Group Verification-based Policy Optimization for Interactive Coding Agents
Abstract
Recent advancements in reinforcement learning from verifiable rewards (RLVR), particularly through Group Relative Policy Optimization (GRPO), have significantly improved the capabilities of large language models (LLMs) for interactive coding agents.
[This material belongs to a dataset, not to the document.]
PR #393, opened 2024-07-26
Grab proot from bootstrap zip rather than including its nix path

shelvacu:
This means that the cachix substituter (or already having the package in your nix store somehow) is no longer required to build.

This required reworking the deploy script. As a bonus you can now omit the second argument and it will tell you what it would have copied instead of copying anything.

However, these methods overlook process-verifiable environment feedback (e.g., code execution failures), leading to inaccurate advantage estimation at each reasoning step and insufficient learning. To address this issue, we propose Group Verification-based Policy Optimization (GVPO), a novel RL algorithm that introduces an advantage shaping framework integrating both outcome-verifiable and process-verifiable signals. While outcome-verifiable rewards ensure alignment with long-term task objectives, process-verifiable feedback derived from intermediate execution traces (e.g., syntax errors, runtime exceptions) serves as corrective shaping terms at the step level. By jointly leveraging these two forms of verifiability, GVPO achieves more accurate credit assignment, balancing short-term process guidance with long-term outcome alignment. This unified formulation yields more stable optimization, faster convergence, and stronger generalization in complex interactive environments. A 32B-parameter agent trained with GVPO in the AppWorld environment outperforms OpenAI’s o1 agent by 12.6\%s on the more challenging Test-C split and surpasses the strongest 32B RL-trained state-of-the-art baseline by 3.6\%.